It is well known that an internal combustion engine having an expansion ratio larger than the compression ratio will have a higher thermal efficiency. An engine with such a feature was first taught by Atkinson and was termed as the Atkinson cycle. In an Atkinson cycle, combustion gas continues to expand within the cylinder to the atmospheric pressure. Various mechanisms aimed to realize the Atkinson cycle were proposed or developed. However, many of these Atkinson-cycle based engines may involve a complex mechanical structure and bulky size, which may result in a mechanical weakness.
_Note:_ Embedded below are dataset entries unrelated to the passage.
PR #12284, opened 2025-08-04
Distributor: Support disabling of escaped metric/label names in OTLP endpoint

aknuds1:
#### What this PR does

Add flag -distributor.otel-unescaped-names, to support disabling of escaped metric/label names in the distributor's OTLP endpoint.

#### Checklist

- [ ] Tests updated.
- [ ] Documentation added.


integration/otlp_ingestion_test.go
```diff
@@ -94,7 +116,12 @@ func testOTLPIngestion(t *testing.T, enableSuffixes bool) {
 		labels.MustNewMatcher(labels.MatchEqual, "user", "user-1"))))
 
 	// Query the series.
-	result, err := c.Query(fmt.Sprintf("series_1%s", sfx), now)
+	metricQuery := convertedMetricName
```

An alternative to the Atkinson cycle is the Miller cycle through early or late closing of the intake valve to decrease the compression ratio. The Miller cycle differs from the Atkinson cycle in that the engine's structure remains the same as that of an engine operating on a conventional four-stroke cycle. With an engine under part load conditions, the Miller cycle may have the benefit of reducing the pumping losses by eliminating the charge throttling. One common practice of evaluating the performance of a Miller cycle is to consider its performance similar to the Atkinson cycle. In this evaluation, the Miller cycle's reduced compression ratio due to the early or late closing of the intake valve was used against the engine's expansion ratio, and it was claimed that the Miller cycle would have a thermal efficiency equivalent to that of the Atkinson cycle. According to this evaluation, a Miller cycle therefore would have a thermal efficiency higher than that of a conventional cycle, such as an Otto cycle or diesel cycle. This comparison may be confusing, however, because the calculation is based on the decreased compression ratio for both Miller and conventional cycles. It is well known that a larger compression ratio will provide a higher thermal efficiency. As a result, an engine operating on a conventional cycle without throttling, with its compression ratio being equal to the engine's full compression ratio, may in fact have a higher thermal efficiency than that operating on a Miller cycle.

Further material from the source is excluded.